- Born: 24 October 1975 (age 50) Rajahmundry, Andhra Pradesh, India
- Occupations: Model, television presenter
- Years active: 1990s–present
- Known for: Co-anchoring Channel V's Mangta Hai
- Spouse: Ariel Mionis (m. 12 December 2008)
- Parent(s): Chintapoli Reddy (father), Nakshatra Reddy (mother)
- Relatives: Sushama Reddy (sister), Sameera Reddy (sister)

= Meghna Reddy =

Indian model and VJ

Meghna Reddy (born 24 October 1975) is an Indian model and former television presenter from Andhra Pradesh. She was known for co-anchoring Channel V's Mangta Hai in the mid 1990s.

== Early life ==
Reddy was born in Rajahmundry, Andhra Pradesh but was raised in Bombay (now Mumbai) by her Telugu father, Chintapoli Reddy, a businessman, and a Mangalorean Konkani mother. She lives in New York. Her mother Nakshatra, referred to as Niki by her daughters and the media, was a microbiologist and worked with an NGO. She has two sisters, Sushama Reddy, a former Indian actress is the eldest, and the youngest, Sameera Reddy, is a Bollywood actress and model.

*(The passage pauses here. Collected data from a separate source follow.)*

PR #3317, opened 2024-06-07
MDEV-34178 Performance regression with IO-bound insert benchmark

dr-m:
- [x] *The Jira issue number for this PR is: MDEV-34178*
## Description
Performance testing conducted by @mdcallag identified multiple scalability bottlenecks around the spin loop logic for `buf_page_t::lock`. It also suggests that we might better enable spin loops also for `dict_index_t::lock`.
## Release Notes
Performance of I/O bound workloads was improved.
## How can this PR be tested?
I think that this is best tested by @mdcallag. Enabling the spin loops for `index_lock` (79039bdc6f028c86355f0045c70dc3b7c97e05aa) may be turn out to be unnecessary in the advent of the other changes.

This is low-level code, and it is in part covered by by the `innodb_sync-t` unit test. I ran it (as well as the entire regression test suite) for both `PLUGIN_PERFSCHEMA=NO`  and `PLUGIN_PERFSCHEMA=STATIC`.
## PR quality check

### DIFF
--- a/storage/innobase/include/srw_lock.h
+++ b/storage/innobase/include/srw_lock.h
@@ -223,12 +223,7 @@ public:
 
   bool u_lock_try()
   {
-    if (!writer.wr_lock_try())
-      return false;
-    IF_DBUG_ASSERT(uint32_t lk=,)
-    readers.fetch_add(1, std::memory_order_acquire);
-    DBUG_ASSERT(lk < WRITER - 1);
-    return true;
+    return writer.wr_lock_try();
   }
 
   bool wr_lock_try()
@@ -248,9 +243,6 @@ public:
   void u_lock()
   {
     writer.wr_lock();
-    IF_DBUG_ASSERT(uint32_t lk=,)
-    readers.fetch_add(1, std::memory_order_acquire);
-    DBUG_ASSERT(lk < WRITER - 1);
   }
   void wr_lock()
   {
@@ -272,15 +264,15 @@ public:
   void u_wr_upgrade()
   {
     DBUG_ASSERT(writer.is_locked());
-    uint32_t lk= readers.fetch_add(WRITER - 1, std::memory_order_acquire);
-    if (lk != 1)
-      wr_wait(lk - 1);
+    uint32_t lk= readers.fetch_add(WRITER, std::memory_order_acquire);
+    if (lk)
+      wr_wait(lk);
   }
   void wr_u_downgrade()
   {
     DBUG_ASSERT(writer.is_locked());
     DBUG_ASSERT(is_write_locked());
-    readers.store(1, std::memory_order_release);
+    readers.store(0, std::memory_order_release);
     /* Note: Any pending rd_lock() will not be woken up until u_unlock() */
   }
 
@@ -293,10 +285,6 @@ public:
   }
   void u_unlock()
   {
-    IF_DBUG_ASSERT(uint32_t lk=,)
-    readers.fetch_sub(1, std::memory_order_release);
-    DBUG_ASSERT(lk);
-    DBUG_ASSERT(lk < WRITER);
     writer.wr_unlock();
   }
   void wr_unlock()
--- a/storage/innobase/include/srw_lock.h
+++ b/storage/innobase/include/srw_lock.h
@@ -402,7 +402,7 @@ typedef srw_spin_lock_low srw_spin_lock;
 class ssux_lock
 {
   PSI_rwlock *pfs_psi;
-  ssux_lock_impl<false> lock;
+  ssux_lock_impl<true> lock;
 
   ATTRIBUTE_NOINLINE void psi_rd_lock(const char *file, unsigned line);
   ATTRIBUTE_NOINLINE void psi_wr_lock(const char *file, unsigned line);
--- a/storage/innobase/include/srw_lock.h
+++ b/storage/innobase/include/srw_lock.h
@@ -72,10 +72,13 @@ inline void pthread_mutex_wrapper<true>::wr_lock()
 # endif
 #endif
 
+template<bool spinloop> class ssux_lock_impl;
+
 /** Futex-based mutex */
 template<bool spinloop>
 class srw_mutex_impl final
 {
+  friend ssux_lock_impl<spinloop>;
   /** The lock word, containing HOLDER + 1 if the lock is being held,
   plus the number of waiters */
   std::atomic<uint32_t> lock;
@@ -97,6 +100,8 @@ private:
   inline void wait(uint32_t lk);
   /** Wake up one wait() thread */
   void wake();
+  /** Wake up all wait() threads */
+  inline void wake_all();
 public:
   /** @return whether the mutex is being held or waited for */
   bool is_locked_or_waiting() const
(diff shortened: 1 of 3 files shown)


storage/innobase/sync/srw_lock.cc
```diff
@@ -392,14 +391,22 @@ template void ssux_lock_impl<false>::wr_wait(uint32_t);
...
-      break;
+    const unsigned delay= srw_pause_delay();
+
+    for (auto spin= srv_n_spin_wait_rounds; spin; spin--)
+    {
+      srw_pause(delay);
+      if (rd_lock_try())
+        return;
+    }
   }
```
dr-m, line 404: We might end the `if (spinloop)` body in `this->rd_wait<false>(); return;` to avoid some code duplication.

storage/innobase/sync/srw_lock.cc
```diff
@@ -392,14 +391,22 @@ template void ssux_lock_impl<false>::wr_wait(uint32_t);
...
+
+  writer.wr_lock();
+  ut_d(uint32_t lk=) readers.fetch_add(1, std::memory_order_relaxed);
+  writer.wr_unlock();
+  ut_ad(!(lk & WRITER));
```
dr-m, line 409: We could try adding a ‘pre-filtering’ step before these lines, to avoid unnecessarily locking `writer`:
```c++
#ifndef SUX_LOCK_GENERIC
  while (writer.lock.load(std::memory_order_acquire) & HOLDER)
  {
    writer.wait(lk);
    if (rd_lock_try())
      return;
  }
  if (rd_lock_try())
    return;
#endif
```

dr-m (commented):
I got some further thoughts on the `rd_wait()`.

storage/innobase/sync/srw_lock.cc
dr-m: This is not so simple because the template parameter is for the type and no for the member function. Besides, with a change like 79039bdc6f028c86355f0045c70dc3b7c97e05aa no `spinloop=false` variant would need to be instantiated.

storage/innobase/sync/srw_lock.cc
dr-m: It is not this simple. Before invoking `wait()` we would have to inform the holder that we are waiting, so that it would know to wake us once it is releasing the exclusive lock. 9430e397e0e83697d7b987ff8dfc8348b8dcf707 implements this, and it actually also works with `SUX_LOCK_GENERIC`.

dr-m: In 9430e397e0e83697d7b987ff8dfc8348b8dcf707 the `writer.wr_lock()` seems to be virtually unreachable during tests that I conducted. As far as I can tell, it is reachable with a tiny probability. We can remove this unnecessary contention point by implementing an infinite loop, even if the `HOLDER` flag on `writer.lock` is intermittently clear.

storage/innobase/sync/srw_lock.cc
```diff
@@ -392,14 +402,55 @@ template void ssux_lock_impl<false>::wr_wait(uint32_t);
...
+    bool acquired;
+
+    while (writer.HOLDER & writer_lock)
+    {
+      writer.wait(writer_lock);
+      acquired= rd_lock_try();
+      if (acquired)
+        goto acquired;
+      writer_lock = writer.lock.load(std::memory_order_acquire);
+    }
```
dr-m, line 432: If `rd_lock_try()` returned `false` because the `readers` lock word value was exactly `WRITER`, we must invoke `writer.wake()` to pass the `writer.wait()` signal that we had consumed, to a concurrent `wr_lock()` that just succeeded.

storage/innobase/include/srw_lock.h
```diff
@@ -223,12 +228,7 @@ class ssux_lock_impl
...
-    if (!writer.wr_lock_try())
-      return false;
-    IF_DBUG_ASSERT(uint32_t lk=,)
-    readers.fetch_add(1, std::memory_order_acquire);
-    DBUG_ASSERT(lk < WRITER - 1);
-    return true;
+    return writer.wr_lock_try();
   }
 
   bool wr_lock_try()
```
dr-m, line 234: `ssux_lock_impl::wr_lock_try()` had better be refactored so that we can avoid unnecessary calls to `writer.wr_unlock()` as part of blocking operations such as `dict_sys_t::lock()`.

dr-m (commented):
I will revise this further.

storage/innobase/include/srw_lock.h
dr-m: To check this, I renamed various definitions of `wr_lock_try()` and checked every caller in the chain. We can improve `psi_wr_lock()` so that if only the `lock.writer.wr_lock_try()` succeeds but some shared locks in `lock.readers` exist, we will retain the `lock.writer` latch and invoke `lock.u_wr_upgrade()` after registering the wait in `PERFORMANCE_SCHEMA`.

`dict_sys.lock(SRW_LOCK_CALL)` calls are rather rare, mostly occurring during database startup and DDL. The only calls during a DML-only workload should be related to loading tables into or evicting them from the `dict_sys` cache. Because `dict_sys.latch` can also be `SRWLOCK` or `rw_lock_t` and because the exclusive lock requests are rare, it it probably does not make sense to optimize that case.

dr-m: I don’t think that it makes sense to improve `dict_sys_t::lock()`. Only `psi_wr_lock()` can be improved: 509d5e761a4db8b598616b4165f992f08c319c69. All other callers of any `wr_lock_try()` would back off more and not proceed to directly wait for the exclusive lock.

storage/innobase/sync/srw_lock.cc
dr-m: 0ba2fbe07a8e5d5fb59015cd137e27ce39533814 addresses this.

storage/innobase/sync/srw_lock.cc
dr-m: 0ba2fbe07a8e5d5fb59015cd137e27ce39533814 addresses this.

storage/innobase/sync/srw_lock.cc
```diff
@@ -392,14 +402,45 @@ template void ssux_lock_impl<false>::wr_wait(uint32_t);
...
+  uint32_t wl= 1 + writer.lock.fetch_add(1, std::memory_order_acquire);
+
   for (;;)
   {
-    writer.wr_lock();
-    bool acquired= rd_lock_try();
-    writer.wr_unlock();
-    if (acquired)
+    if (UNIV_LIKELY(writer.HOLDER & wl))
+      writer.wait(wl);
```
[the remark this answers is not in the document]
dr-m: You are right. Before we get into this member function `rd_wait()`, we will already have failed to acquire a shared latch. It is possible that another thread meanwhile invoked `wr_unlock()` and yet another one invoked `u_lock()` (I renamed the MySQL 5.7 "SX" to "U"). In the `spinloop=false` state we would unnecessarily wait for `u_unlock()` in the other thread. This wait could also be ‘rescued’ by another `rd_wait()` thread that would invoke `writer.wake_all()`.

storage/innobase/sync/srw_lock.cc
```diff
@@ -392,14 +402,45 @@ template void ssux_lock_impl<false>::wr_wait(uint32_t);
...
+    uint32_t lk= rd_lock_try_low();
+    if (!lk)
       break;
+    if (UNIV_UNLIKELY(lk == WRITER)) /* A wr_lock() just succeeded. */
+      writer.wake_all(); /* Immediately wake up (also) wr_lock(). */
```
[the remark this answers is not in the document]
dr-m: There could be several of these `for (;;)` loops executing in multiple threads, each of them ‘consuming’ wake-ups in `wait()`. The `wr_unlock()` would only wake up one of these threads.

If we invoked `wake()` instead of `wake_all()`, then this wake-up signal could go into a waste, waking up another `rd_wait()` instead of waking the `wr_lock()` which is the only thread that can make progress. Only after the blocked `wr_lock()` thread does `wr_unlock()` can all the `rd_lock()` make progress.

The `wake_all()` call at the end I added ‘just in case’; initially it was `wake()`. I don’t remember if I observed a hang when I had a `wake()` at that spot.

PR #3320, opened 2024-06-07
MDEV-32176 Contention in ha_innobase::info_low()

dr-m:
- [x] *The Jira issue number for this PR is: MDEV-32176*
## Description
During a Sysbench `oltp_point_select` workload with *1 table* and 400 concurrent connections, a bottleneck on `dict_table_t::lock_mutex` was observed in `ha_innobase::info_low()`.

`dict_table_t::lock_latch`: Replaces `lock_mutex`.

In `ha_innobase::info_low()` and several other places, we will acquire a shared `dict_table_t::lock_latch` or we may elide the latch if hardware memory transactions are available.

`innobase_build_v_templ()`: Remove the parameter `bool locked`, and require the caller to hold exclusive `dict_table_t::lock_latch` (instead of holding an exclusive `dict_sys.latch`). This could help some workloads that make use of virtual columns.
## Release Notes
This is a performance improvement that may not be worth mentioning, because it affects a special case (massively parallel read-only workload on a small number of tables).
## How can this PR be tested?
This is best tested with a read-only workload using 1 table (or a very small number of tables).

The changed code is at rather low level and relatively well covered by the regression test suite.

Note that this branch also includes #3317 for performance testing purposes.
## PR quality check

### DIFF
--- a/storage/innobase/handler/ha_innodb.cc
+++ b/storage/innobase/handler/ha_innodb.cc
@@ -3267,9 +3267,9 @@ static bool innobase_query_caching_table_check_low(
 	}
 #endif
 
-	table->lock_mutex_lock();
+	table->lock_shared_lock();
 	auto len= UT_LIST_GET_LEN(table->locks);
-	table->lock_mutex_unlock();
+	table->lock_shared_unlock();
 	return len == 0;
 }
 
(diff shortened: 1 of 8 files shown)


storage/innobase/handler/ha_innodb.cc
```diff
@@ -5581,43 +5581,29 @@ is done when the table first opened.
...
-	bool			locked)
+	const dict_add_v_col_t*	add_v)
 {
 	ulint	ncol = unsigned(ib_table->n_cols) - DATA_N_SYS_COLS;
 	ulint	n_v_col = ib_table->n_v_cols;
 	bool	marker[REC_MAX_N_FIELDS];
 
 	DBUG_ENTER("innobase_build_v_templ");
 	ut_ad(ncol < REC_MAX_N_FIELDS);
+	ut_ad(ib_table->lock_mutex_is_owner());
```
dr-m, line 5598: We could actually (mis)use the `ib_table->autoinc_mutex` for this. As far as I can tell (@FooBarrior please correct me if I am wrong), we only need mutual exclusion of all callers of this function.

vaintroub (approved):
Looks good to me.

PR #3321, opened 2024-06-07
WIP - MDEV-33408 Initial support for vector DELETE and UPDATE 

HugoWenTD:
- [x] *The Jira issue number for this PR is: MDEV-33408*

## Description
When the source row is deleted, mark the corresponding node in HNSW index by setting `tref` to null. An index is added for the `tref` in secondary table for faster searching of the to-be-marked nodes.

The nodes marked as deleted will still be used for search, but will not be included in the final query results.

As skipping deleted nodes and not adding deleted nodes for new-inserted nodes' neighbor list could impact the performance, we now only skip these nodes in search results.

TODO:
- for some reason the bitmap is not set for hlindex during the delete so I had to temporarily comment out [this line](https://github.com/MariaDB/server/blob/bb-11.6-MDEV-32887-vector/sql/sql_base.cc#L9874)

## Release Notes
N/A - Vector support development

## How can this PR be tested?

MTR test has been updated to verify the DELETE and UPDATE.

Benchmarking test had been done with `DATASET=random-s-100-euclidean` and `ef_construction_multiplier = 1` ( have to set this to 1 because default 4 always returns recall of 1 and hard to compare ).

#### Before
```
Insert time:  195.7592477798462
Recall:       0.872
QPS:          701.594
```

#### After
first run
```
Insert time:  218.7464780807495
Recall:       0.885
QPS:          722.408
```
second run
```
Insert time:  172.49292421340942
Recall:       0.892
QPS:          778.593
```

## PR quality check

## Copyright


vuvova:
As far as I can see, you went with the approach to always store the complete vector in the secondary table. okay.
Did you benchmark the overhead as you wrote in MDEV-33408?

It, of course, doesn't apply at all to bb-11.6-MDEV-32887-vector branch. But also, it assumes that all refs are unique, which is not the case if one can delete and update rows. I'll try to find a solution for this.

HugoWenTD:
Hi @vuvova , 

> As far as I can see, you went with the approach to always store the complete vector in the secondary table. okay. Did you benchmark the overhead as you wrote in MDEV-33408?

Yes, I've done some benchmarking a couple of weeks ago. As I noted in previous email, the search speed was significantly impacted, **approximately 5 times slower due to the frequent calling of `ha_index_read_map` for the second table**. However, if the new branch provides improved cache management, the results are likely to be better.

I was just storing the entire vector in the secondary table in the initial change. The primary performance bottleneck was the frequent calls to the `ha_index_read_map` function, as shown in the flame graphs generated by the benchmarking tool. I don't think scalar quantization would significantly improving the performance in this case.

#### Insert
perf data inserting 2024-06-06-14-08-05
#### Search
image


> It, of course, doesn't apply at all to bb-11.6-MDEV-32887-vector branch. But also, it assumes that all refs are unique, which is not the case if one can delete and update rows. I'll try to find a solution for this.

You are right Sergei. I could not think of a good method to handle duplicate refs while keep the primary index clean, but I'd like to hear your suggestions on it.

----

What's your opinion about next steps?

- Do you think it worthwhile to continue testing the benchmark with this approach and add scalar quantization on bb-11.4-vec-preview branch?
- Would you like me to apply a similar approach to bb-11.6-MDEV-32887-vector and do benchmark? Do you have other proposed solutions?

vuvova:
I'm trying to change the storage format (= table structure) to support deletions. It'll need a day or two. After that it could be possible to apply your commit to bb-11.6-MDEV-32887-vector.

How do you plan to do scalar quantization?

HugoWenTD:
Thank you @vuvova . Please let me know when the branch is ready.

#### For the scalar quantization, here are some thoughts. I look forward to hearing your feedback.

Vector quantization that could improve performance (mostly for speeding up index creation) and reduce the index size including:

1. reducing the size of each dimension (e.g., from 4-byte to 2-byte, 1-byte, or even 1-bit) or
2. decreasing the dimensionality of the vector (e.g., from 100 to 10 dimensions).

While users can partially achieve dimensionality reduction through preprocessing before inserting the data, reducing the size of each dimension requires additional support from the MariaDB server.

1. One option is to introduce support for vector data types composed of 4-byte, 2-byte float, or 1-bit dimensions, and support indexing on these data types. With these dedicated data types, one can specify how to parse the binary data. The index logic is mostly common but just the data size difference.
    1. Users will have a choice to directly store the quantized data to save space.
    2. Seems MariaDB does not support functional indexes but users can create separate invisible column and create index against it. I didn’t not have experience with it may need more research on it.
2. Another option is to do quantization for the vector data only when building and searching the index, there need to be a way to allow user selecting the quantization type while creating the index.
    1. In this way there is less storage overhead but less flexible for users comparing to option 1.
    2. I’m not sure what’s the best way to allow user select the quantization function for an index, probably could add a new [index option](https://mariadb.com/kb/en/create-index/)?

Pg-vector supports functional indexes and they are similar to option 1 of supporting different vector data types. Their tests show that converting from 4-byte float to 2-byte float significantly reduces index building time and index size without substantially impacting recall. Conversion to 1-bit further accelerates the process but may result in poor recall rates if the dimensionality is not sufficiently high.

With the quantization, performance improvements in MariaDB might differ from those observed in Pg-vector due to potential differences in bottlenecks.

What’s your opinion about the options? Maybe  we should start with saving 2-type float in index, and see how the performance differs?

vuvova:
I've pushed the new storage format. It gives ~10-20% slowdown for inserts and up to 5x slowdown for selects.
But it doesn't really matter, because with a cache (that I have in my local branch) this slowdown should disappear.

Now it should be easy to implement deletion, duplicate refs won't be an issue.

----

As far as quantization is concerned, using `_Float16` seems to be a rather easy change. Going down to one byte or bit is more work and more recall loss.

I would definitely suggest to keep user data as is and only change what we store in the index.

Reducing dimensionality — I see it as a very promising technique, but, again, only in the index. It's more tricky, so let's do it later.

And, yes, I'm afraid we'll need index options for this eventually.

HugoWenTD:
@vuvova Thank you for the quick turnaround and branch updates. It appears that your commit https://github.com/MariaDB/server/commit/77a016686ec2a2617dd6489a756b1f9f11a78d9f introduced `gref`, the ref to the corresponding row in the second graph table. It also removed the need for searching in the second table, as each node knows precisely where to load its neighbors. That's an excellent idea!

I've also learned that it assumes the gref of a node will not change even if the row is updated. I presume this holds true for most storage engines?

With this new structure, as you mentioned in the inline comment, the rows of the second graph table must not be deleted. If we later want to support the cleanup or partial rebuild of deleted vectors, these rows should still be retained, but I don't think that's a big issue. And if the user plans to delete a large number of records, they should probably consider rebuilding the index instead.

---

There might be additional index options required, such as ef_construct and max_edge_per_node. Currently, they are session variables, but it might make more sense to make them index options.

---

I can start implementing the delete functionality against your branch next week and update this PR.

vuvova:
`gref` is not changed — it is true at least for MyISAM and Aria (because they don't update all indexes on UPDATE, only changed ones) and for InnoDB (where `gref` is a hidden PK, so a logical row id anyway).

You can mark a deleted row by setting `ref` to NULL — note that unlike all other columnts, `ref` is nullable. For this very reason.

HugoWenTD:
Hi @vuvova, I've drafted this commit https://github.com/MariaDB/server/pull/3321/commits/b75c1aebe34c06c0dd06713159c9ecd8e5700330 for DELETE and UPDATE.

There are two items on which I would like to hear your guidance. Thank you in advance!

- on handler::ha_delete_all_rows() - what is the best way to clean up the secondary table when user delete all rows from table, any code examples?
- for some reason the bitmap is not set for hlindex during the delete. so I had to temporarily comment out [this line](https://github.com/MariaDB/server/blob/bb-11.6-MDEV-32887-vector/sql/sql_base.cc#L9874). Do you know where in the code it should be set?

HugoWenTD:
I'm now using `this->hlindex->file->ha_delete_all_rows();` to delete all rows in second table and it seems to be working well [compare/b75c1aeb..24f39d50](https://github.com/MariaDB/server/compare/b75c1aebe34c06c0dd06713159c9ecd8e5700330..24f39d50af88b433889a0e4c4f46972d0512c789).
Please let me know if there's better approach.

sql/vector_mhnsw.cc
```diff
@@ -735,7 +766,7 @@ int mhnsw_first(TABLE *table, KEY *keyinfo, Item *dist, ulonglong limit)
   *(ulonglong*)context= limit;
   context+= context_size;
 
-  while (limit--)
+  while (candidates.elements && limit--)
```
vuvova, line 769: not needed, I've done this few days ago with
{code:c}
  if (limit > candidates.num)
    limit= candidates.num;
{code}

sql/handler.cc
```diff
@@ -8126,6 +8131,9 @@ int handler::ha_update_row(const uchar *old_data, const uchar *new_data)
   DBUG_ASSERT(new_data == table->record[0]);
   DBUG_ASSERT(old_data == table->record[1]);
 
+  if (table->open_hlindexes_for_write())
+    return 1;
+
```
vuvova, line 8136: strange, `ha_write_row()` doesn't do it, it opens the table once, not for every row. perhaps update/delete should do the same?

vuvova:
merged, thanks

PR #3322, opened 2024-06-10
MDEV-33161 Function pointer signature mismatch in LF_HASH

dr-m:
- [x] *The Jira issue number for this PR is: MDEV-33161*
## Description
In `cmake -DWITH_UBSAN=ON` builds with `clang` but not with GCC, `-fsanitize=undefined` will flag several runtime errors on function pointer mismatch related to the lock-free hash table `LF_HASH`.

Let us use matching function signatures and remove function pointer casts in order to avoid potential bugs due to undefined behaviour.
## Release Notes
This is probably not worth mentioning, because no actual bugs related to this are known.
## How can this PR be tested?
I ran the following after both `cmake -DCMAKE_BUILD_TYPE=Debug` and with `cmake -DCMAKE_BUILD_TYPE=RelWithDebInfo` using `clang` 18.1.6 and `-DWITH_UBSAN=ON`:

On 12 December 2008, Reddy was married in Greece to Ariel Mionis, a Greek businessman, whom she describes as an artist, a published poet, photographer and painter.

== Career ==
Reddy is a former VJ who co-anchored the show Mangta Hai, on Channel V during the mid-nineties. After a VJ career for many years she left for England for better opportunities. She featured in campaigns for mail catalogs such as Macy's, Tommy Hilfiger and Sisley. She made her debut in the New York fashion scene in September 2002, walking the ramp for designer Diane von Furstenberg. She was cast in 2003 Bollywood erotic thriller Boom (film) which she left midway and was replaced by Katrina Kaif. She was also featured on the National Geographic cover in August 1999 with an article in the Global Culture section.